Using reconstructed population genomes to advance microbial ecology

Reconstructed population genomes can reveal how environmental factors shape niche-specific adaptations between individual taxa. In addition, they can also reveal the effect of in situ functional constraints on the evolution of microbial consortia. Comparative genomics of reconstructed genomes and their reference genomes employs analytical methods that are well understood and have been extensively reviewed [76]. However, another framework for analysis relies on variation in codon bias to determine the genome-wide influence of in situ functional constraints on individual taxa. Since percentage codon bias variation analysis is a phylogenetically independent method that directly reflects the strength of selection and the translation efficiency of expressed genes [77, 78], it circumvents the need for reference genomes and can reveal the influence of in situ functional constraints over natural selection patterns. It is important to note that for complete genome sequences, codon use patterns are influenced by nucleotide composition (mutational biases) and horizontal gene transfer. However, because each gene in a reassembled genome represents the population with an even nucleotide composition, one can assume that these clonal isolate-based limitations will not skew codon usage.

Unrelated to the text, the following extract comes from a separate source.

Issue #189, opened 2018-10-19
Consider accessing variants of term attributes


stasm:
Right now, the `-term.attr[name]` syntax produces an error. Keeping in mind that term attributes are meant to describe their grammatical properties, are there use-cases for multiple variants of them?

@Pike pointed me to [Vowel harmony](https://en.wikipedia.org/wiki/Vowel_harmony). I also recall a conversation about [Welsh mutations](https://en.wikibooks.org/wiki/Welsh/Mutations) which might be relevant here.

Recently, a near complete genome sequence (contigs = 200; 1.9 Mb) of a Staphylococcus genotype, Staphylococcus SK5, was reconstructed from a sample sequenced from the floor of a public restroom [48]. Whole genome-based average nucleotide identity (ANI) analysis revealed that SK5 shared strain level nucleotide identity (~99 %) with its ecotype from human-skin, Staphylococcus lugdunensis N920143 [79]. This suggested that this organism was dispersed from a human source and had potentially been selected for on the restroom floor. Furthermore, using pairwise codon bias variation analysis [50] across orthologous regions of both these ecotypes (N920143 and SK5), both genomes were observed to be under different environmental selection, suggesting that functional constraints dominated [48]. Similar evidence for considerable dispersal and environmental selection was observed in a sediment metagenome, from which a complete genome sequence (2.3 Mb) of a previously uncultured taxon, Candidatus Sulfuricurvum sp. RIFRC-1 [12], was recovered. Whole genome-based ANI analysis revealed that RIFRC-1 shares 75 % genome-wide identity with an ecotype from the oil fields of Japan, Sulfuricurvum kujiense [56]. Interestingly, comparing the codon bias variation across the orthologous segments of these ecotypes, it was clear that both populations were under similar and strong functional constraints. Using these approaches, it is possible to infer the mode of environmental selection for given taxa in specific ecosystems and hypothesize about potential effect of in situ functional constraints on the mutation pressure, natural selection, and genetic drift [77, 78, 80, 81].

Conclusions

Recovery of novel genomes from metagenomic datasets provides components to better parameterize systems biology efforts, by increasing the availability of information on taxonomically resolved, novel metabolic potential. Also, using metagenome contigs binned at species level, phylogenetically independent analysis can be used to accurately estimate the strength of selection and translation efficiency of expressed genes assembled across ecotypes. The computational challenges that limit metagenomic-derived genome reconstructions are slowly being rolled back, and with the decreasing cost of high throughput sequencing, it will soon be possible to perform integrated analysis of inter- and/or intraspecies community dynamics with transcriptomic, proteomic, and metabolomic data from the same samples. Perhaps the most important implication of this integrative multi-omic analysis will be the potential to build predictive models that can further identify specific metabolic exchanges between species.